# Wood stove on screened porch?



## jeff2718 (Oct 30, 2009)

My wife and I are in the design phase of a new home and one thing I'd like to do is include a small wood stove on our screened porch.  The idea is to extend the length of time we'll be able to use the porch during the year.  I haven't seen any examples of this.  Are there any particular issues we should be concerned about?  

Thanks!


----------



## mellow (Oct 30, 2009)

Cost is what I would be concerned about,  stove and chimney is not going to be cheap,  I think you would be better off doing a gas heater with a blower,  a woodstove really would be to much work to keep you warm if it is not in an enclosed space.


----------



## CarbonNeutral (Oct 30, 2009)

Given that you're not going to care about long burns or pulling cold air into the house, I'd just go with a fireplace and short masonry chimney (as long as clearances to roofs, etc. etc. Not efficient, but there you go.


----------



## Dave_1 (Oct 30, 2009)

jeff2718 said:
			
		

> My wife and I are in the design phase of a new home and one thing I'd like to do is include a small wood stove on our screened porch.  The idea is to extend the length of time we'll be able to use the porch during the year.  I haven't seen any examples of this.  Are there any particular issues we should be concerned about?
> 
> Thanks!



Jeff,

Need more info like; how much do you want to spend, 

will the room eventually be enclosed with storm windows in order to accommodate future 'rug rats'; ;-) 

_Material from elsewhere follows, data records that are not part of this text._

PR #5280, opened 2025-09-05
make CPE matching case-insensitive

### LINKED ISSUE #4663: CPEs are case-sensitive
### Current Behavior

Currently when you're adding component with CPE like:

cpe:2.3:a:7-Zip:7-Zip:18.03:*:*:*:*:*:*:*

The DependencyTrack analyzers will not find any issues. When switching from "Z" to "z" everything works correctly:

cpe:2.3:a:7-zip:7-zip:18.03:*:*:*:*:*:*:*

do you live in a zone neighborhood or upon Mt Cheaha, etc?

Assuming that you're doing this on the cheap now for 'Romanitic effects' you might consider a chimnea.

But you'll need to exhaust the flue with class 'A' pipe using pipe strapping to the fascia board to secure it.

http://www.thebluerooster.com/catalog/index.php


----------



## jeff2718 (Oct 30, 2009)

Thanks everyone for the responses.  It sounds like we aren't quite at the point to know if this will be feasible.  We're too early in the design of the house to know what room in our overall budget we have for the porch stove.  I will say that if we can't afford it, we may just do without a heating appliance.  I'm really fond of wood fires and I'd like to use an appliance that burns cleanly as opposed to a regular fireplace.  We're building in an established city neighborhood, but I don't know what the zoning issues are yet.  We're also not sure if the porch will be one that can be enclosed -- already have the rugrats, though!  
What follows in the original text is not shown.